What is the default?

default in Ukraine can be considered as a protective barrier that is able to protect the country from total economic bankruptcy.The mechanism provides for procedures allowing the borrower to repay the debt on the optimized circuit.You can talk about debt restructuring, including the deferred payments until such time as the country is not out of the crisis.In general, the phenomenon will make it possible to restore the internal economy of the state.With regard to the theoretical side of the issue, it has only one mention of the term causes panic in the society.

Which phenomena experts say due to a default in the Ukraine?

If the official default in Ukraine will be announced, will begin to appear massive lawsuits from the public and business representatives towards the banks and funds guaranteed deposits, in the direction of organizations from the banking sector, who try to manipulate the situation.According to experts, will increase the amount of litigation between the parties as a consequence of the reduction of honest taxpayers in the country.The consequences of default in Ukraine is very difficult to estimate, since the difficulties in the banking sector, the state will impose its mark on every branch of activity and development of the state.

Outflows only complicates the situation

Basil Yurchishin, who served as an expert on macroeconomics, it says that the situation in the country has shaken sufficiently large outflows.The first thing that scares off foreign investors - a military conflict in the east.You can talk about rather low ratings of the country at the international level.State Statistics Committee reports that in the period from January to September, the state's economy was invested only 1.8 billion hryvnia.It was during this period a decline in foreign direct investment growth of 14.9%.It is directly related to the devaluation of the hryvnia, which, according to official data provided by the National Bank of the country amounted to 58.9%.The government calms the population that the country is not without the support of America, China and the EU, by tranches which are able to solve all the problems of the state.Despite the circumstances, almost no one can say that Ukraine is on the verge of default.Bets are placed on the ability to bypass the phenomenon due to the strong support of partner countries.

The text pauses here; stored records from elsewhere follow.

PR #588, opened 2025-07-28
Removed duplicate `bits` entry from the 'List of attributes' section of attributes docs

erius0:
The exact same entry is still present at line 44


sharksforarms (approved):
thanks!

PR #595, opened 2025-08-14
Handle bit order padding in Writer::finalize

maxpowa:
Noticed this while reverse engineering some networking code, my sample data seemed correct but the last byte would always get malformed when writing back. Turns out it was due to the alignment padding logic in `Writer::finalize` ignoring the previous writes' order.

- Corrected the padding logic in Writer::finalize to handle MSB0 and LSB0 bit orders separately.
- Updated and added tests to verify correct output for mixed bit orders and padding scenarios.


amboar:
> I don't know how to address the clippy errors, they don't occur when running clippy locally... `cargo clippy --all-targets -- -D warnings`

@maxpowa The first few changes in #582 address them. @sharksforarms @wcampbell0x2a I can split those out if you like.

maxpowa:
> @maxpowa The first few changes in #582 address them. @sharksforarms @wcampbell0x2a I can split those out if you like.

Looks like that was merged, and the clippy check is passing now!

sharksforarms:
Thanks for the PR and patience, I'll likely get to reviewing tomorrow or monday

sharksforarms (approved):
great find! thank you.

PR #597, opened 2025-09-06
Fix big endian bit_order lsb writing

wcampbell0x2a:
* Fix writing under 8 bits when Big Endian Lsb


sharksforarms:
thanks for your continued efforts @wcampbell0x2a. Time to cut a release you think?

PR #657, opened 2026-05-06
fix: `Order::Lsb0` + `Endian::Little` bit alignment inconsistencies

### LINKED ISSUE #658: `Order::Lsb0` + `Endian::Little` alignment bug
## Issue

It appears that when a struct deriving `DekuRead` has a field that is one bit long and a field after that is large enough to cross byte boundaries that the `Endian::Little` context is not honored.

## Example

The testcase I created uses the bit pattern
```rust
// ...
     let bits = deku::bitvec::bits![
        u8, deku::bitvec::Lsb0;
        1, // Optional

        // Value - 24 bits. Should be evaluated as 255 when using Order::Lsb0 + Endian::Little
        1,1,1,1, 1,1,1,1,
        0,0,0,0, 0,0,0,0,
        0,0,0,0, 0,0,0,0,

        // Padding to make it byte aligned
        0,0,0,0, 0,0,0
    ]
// ...
```

and struct shape of

```rust
// ...
    #[deku(endian = "little", bit_order = "lsb")]
    struct TestStruct {
        #[deku(bits = 1)]
        optional: bool,
        #[deku(bits = 24)]
        value: u32,
    }
// ...
```

### Output

The output when parsing `TestStruct` is:
```
TestStruct {
    optional: true, // As expected
    value: 8323073  // <- Wrong
```

### Investigation

Converting the value we got (`8323073`) into binary we get the bit sequence `0b0111_1111_0000_0000_0000_0001`. It's less obvious with all but the first 8 bits being zero, but from my own troubleshooting it seems like this is where the parts of the final number are coming from.

```
[0][111_1111]_[0000_0000_0000_0001]
 ─ ─────────   ─────────────────── 
 ▲     ▲                      ▲    
 │┌────┘                      │    
 ││  1, // Field: `optional`  │    
 ││                           │    
 ││  // Field: `value`        │    
 │└─[1,1,1,1, 1,1,1],[1,      │    
 │   0,0,0,0, 0,0,0,0,        │    
 │   0,0,0,0, 0,0,0,0,]───────┘    
 │                                 
 │   // Padding                    
 └──[0],0,0,0 0,0,0                       
```

It's basically ignoring the remainder of byte 1 after reading the single bit for the field `optional`, using bytes 1 and 2 as expected (at least if they actually were the beginning of the value), appending the remaining bits from the byte 1 that was read and finally reading the last bit from byte 3 once it runs out of the remaining bits to pull from in byte 0.

---

Is this a known issue? It seems like there has been trouble in the past with LSB-LE parsing and misalignment but I couldn't find any open issues on the topic nor any mentions of known ongoing issues with it but I could have just missed it.

I created a draft pull request with a new testcase here -> #657

GrimOutlook:
Adding a test-case that I came across when trying to implement a message parsing standard.

Also added a possible fix for the issue.

fixes #658

### DIFF
--- a/src/impls/primitive.rs
+++ b/src/impls/primitive.rs
@@ -167,7 +167,7 @@ macro_rules! ImplDekuReadBits {
                 debug_assert!(MAX_TYPE_BITS >= bit_slice.len() + pad);
 
                 // if everything is aligned, just read the value
-                if pad == 0 && bit_slice.len() == MAX_TYPE_BITS {
+                if pad == 0 && bit_slice.len() == MAX_TYPE_BITS && order != Order::Lsb0 {
                     let bytes = bit_slice.domain().region().unwrap().1;
 
                     if bytes.len() * 8 == MAX_TYPE_BITS {
@@ -189,7 +189,7 @@ macro_rules! ImplDekuReadBits {
                 // Turning this into [0x23, 0x01] (then appending till type size)
                 debug_assert_eq!(bit_size, bit_slice.len());
                 const MAX_TYPE_BYTES: usize = core::mem::size_of::<$typ>();
-                if order == Order::Lsb0 && bit_slice.len() > 8 && pad != 0 {
+                if order == Order::Lsb0 {
                     let mut bits = crate::BoundedBitVec::<[u8; MAX_TYPE_BYTES], Msb0>::new();
 
                     bits.extend_from_bitslice(&bit_slice);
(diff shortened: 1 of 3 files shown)


GrimOutlook:
Since I'm unfamiliar with the codebase I had Gemini take a crack at fixing this by using the test case I made as a guide and it seems to have done a good job from what I can tell. I looked for any issues it might have created and I haven't been able to find anything glaring beyond some code duplication that could be cleaned up but moving the duplicated logic into the `read_bits_into` function breaks other calls to the function and tests start failing so I left it in. 

All tests pass outside of than some of the `test_compile` group but those seem to be failing in the previous CI runs as well so I don't believe this is caused by any changes in this branch.

wcampbell0x2a (approved):

PR #659, opened 2026-05-06
Avoid allocating in ReadExact when insufficient data

fbergero:
## Summary

- Adds a seek-based bounds check in `DekuReader<ReadExact> for Vec<u8>` to verify the underlying reader has enough bytes **before** allocating the output buffer
- Uses `reader.as_mut()` to seek on the inner reader directly, avoiding side effects on `Reader`'s `bits_read` and `leftover` state
- Returns `DekuError::Incomplete` early when data is insufficient

## Problem

The current implementation unconditionally allocates and zero-fills a buffer of `exact.0` bytes:

```rust
let mut bytes = alloc::vec![0x00; exact.0];
let _ = reader.read_bytes(exact.0, &mut bytes, Order::Lsb0)?;
```

If `exact.0` comes from untrusted input (e.g., a length-prefixed protocol), a malformed value can cause a huge allocation that gets immediately discarded when `read_bytes` fails. This is a DoS vector for any binary parser handling network data.

## Fix

Three cheap seeks (get position, seek to end, restore) to compute remaining bytes, then early-return `Incomplete` if insufficient. Zero overhead for the happy path beyond those seeks.

## Tests

- Unit tests for happy path, partial reads, empty input, zero-length, and error cases
- **Allocation-counting test** using `alloc_counter` (existing dev-dependency) that proves `(0, 0, 0)` allocations on the error path with `ReadExact(1_000_000)` on a 3-byte buffer

## Test plan

- [x] All existing vec tests pass (32/32)
- [x] New unit tests pass (6/6)
- [x] Allocation counting test confirms zero allocations on error path

🤖 Generated with [Claude Code](https://claude.com/claude-code)

### DIFF
--- a/src/impls/vec.rs
+++ b/src/impls/vec.rs
@@ -1,9 +1,10 @@
 use core::mem;
 
-use no_std_io::io::{Read, Seek, Write};
+use no_std_io::io::{Read, Seek, SeekFrom, Write};
 
 use alloc::vec::Vec;
 
+use crate::error::NeedSize;
 use crate::reader::Reader;
 use crate::writer::Writer;
 use crate::{ctx::*, DekuReader};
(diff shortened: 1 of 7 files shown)


fbergero:
@sharksforarms Hey idk what's your AI policy for contributions, but feel free to drop this PR if it's against the policy

wcampbell0x2a (approved):

Issue #602, opened 2025-09-15
Inconsistent parsing of structs with enums when using bit_order


zebrapurring:
When using `bit_order` on a struct that contains an enum, I noticed the result of parsing a byte array with `from_bytes` is different with respect to using a regular integer.

The following test reproduces the issue (tested on 0902ae06bd9612a70a4859dc75f007a5754ec54a):

```rs
use assert_hex::assert_eq_hex;
use deku::{ctx::Order, DekuContainerRead, DekuContainerWrite, DekuRead, DekuWrite};

#[derive(DekuRead, DekuWrite)]
#[deku(id_type = "u8", bits = 3)]
#[deku(ctx = "order: Order")]
pub enum MyEnum {
    #[deku(id = "0")]
    Val0,
    #[deku(id = "1")]
    Val1,
    #[deku(id = "2")]
    Val2,
    #[deku(id = "3")]
    Val3,
    #[deku(id = "4")]
    Val4,
    #[deku(id = "5")]
    Val5,
}

#[derive(DekuRead, DekuWrite)]
#[deku(bit_order = "lsb")]
pub struct StructWithEnum {
    #[deku(bits = 16)]
    f0: u16,
    f1: MyEnum,
    #[deku(bits = 13)]
    f2: u16,
}

#[derive(DekuRead, DekuWrite)]
#[deku(bit_order = "lsb")]
pub struct StructWithoutEnum {
    #[deku(bits = 16)]
    f0: u16,
    #[deku(bits = 3)]
    f1: u8,
    #[deku(bits = 13)]
    f2: u16,
}

fn main() {
    const INPUT: &[u8] = &[0xDE, 0xAD, 0xBE, 0xEF];
    let v1 = StructWithoutEnum::from_bytes((INPUT, 0)).unwrap().1;
    assert_eq_hex!(v1.to_bytes().unwrap(), INPUT, "❌ Non-enum variant failed");
    println!("✅ Non-enum variant passed");

    let v2 = StructWithEnum::from_bytes((INPUT, 0)).unwrap().1;
    assert_eq_hex!(v2.to_bytes().unwrap(), INPUT, "❌ Enum variant failed");
    println!("✅ Enum variant passed");
}
```

I would expect both variants to parse the same value, however the results are different:

```
✅ Non-enum variant passed

thread 'main' panicked at examples/enum.rs:50:5:
assertion `left == right` failed: ❌ Enum variant failed
  left: [
    0xde,
    0xad,
    0xfe,
[...]

PR #660, opened 2026-05-12
Auto-forward Order-typed ctx parameter as bit_order

sachaw:
Hi, I hit the following issue in one of my projects.
When a nested struct/enum receives bit ordering via `ctx = "o: Order"`, it currently has to also set `bit_order = "o"` for that order to be applied — otherwise the `ctx` parameter is silently ignored and codegen falls back to msb.
#602 hit this and was closed pointing to that duplicate-attribute workaround; this PR forwards an `Order`-typed `ctx` parameter as the runtime `bit_order` automatically when no explicit `bit_order` is given.

  ## Repro (against 0.20.3)

  ```rust
  use deku::prelude::*;

  #[deku(bit_order = "lsb")]
  struct Parent { left: Child, right: Child }

  #[repr(u8)]
  #[deku(bits = 4, id_type = "u8",
         ctx = "_o: deku::ctx::Order",
         ctx_default = "deku::ctx::Order::Lsb0")]
  enum Child { Empty = 0x0, Full = 0xf }

  #[test]
  fn lsb_propagates_from_ctx() {
      let v = Parent::try_from([0xf0].as_ref()).unwrap();
      assert_eq!(v, Parent { left: Child::Full, right: Child::Empty });
      // actual on master: Parent { right: Full, left: Empty } (msb read)
  }

### DIFF
--- a/deku-derive/src/lib.rs
+++ b/deku-derive/src/lib.rs
@@ -346,6 +346,28 @@ fn repr(attrs: &[Attribute]) -> Option<ReprType> {
     None
 }
 
+/// If `ctx` contains a parameter typed as `Order` (or `deku::ctx::Order`, `ctx::Order`),
+/// return the parameter name so it can be used as a runtime `bit_order` variable.
+#[cfg(feature = "bits")]
+fn find_order_param_in_ctx(
+    ctx: &syn::punctuated::Punctuated<syn::FnArg, syn::token::Comma>,
+) -> Option<String> {
+    for arg in ctx {
+        if let syn::FnArg::Typed(pat_type) = arg {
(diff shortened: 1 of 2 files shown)


amboar:
Not really a comment of substance, but:
```rust
struct Parent { right: Child, left: Child }
```
it seems like an odd choice to put the variable called `right` on the left, and `left` on the right

sachaw:
lol, good catch.

sachaw:
hey, any change I get get this merged, I have some other PR's to file afterwards.

wcampbell0x2a (approved):

wcampbell0x2a (changes requested):
Please fmt

wcampbell0x2a (approved):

What awaits Ukraine in the future?

experts, examining the question of whether there will be a default in Ukraine, find it difficult to give a definitive answer.Further developments will depend entirely on the decision of the world's countries in terms of aid.If the event will take place, although the country will get a chance through a long rehabilitation re-enter the world stage, but it will have to face some difficulties.Studying the question of what it means for Ukraine to default, we can talk about the fall of the international rankings, hence a massive outflow of investor capital is inevitable.World countries stop giving loans, funding will be available only at high interest rates, and the provision of collateral.Falling exchange rates, the decline in imports, the reduction in real incomes, rising unemployment - is just basic, what experts do not stop talking.Negative impact will be imposed on the banking segment, in particular happen the closure of many financial institutions, blocking customer accounts, the increasing complexity of lending to the real economy.There is a possibility that some of the banks and securities market participants will be removed from all obligations, following the example of the state.Rising unemployment is inevitable.Experts, soberly assessing the situation, note the presence of the full range of phenomena, more and less pronounced in the economy today.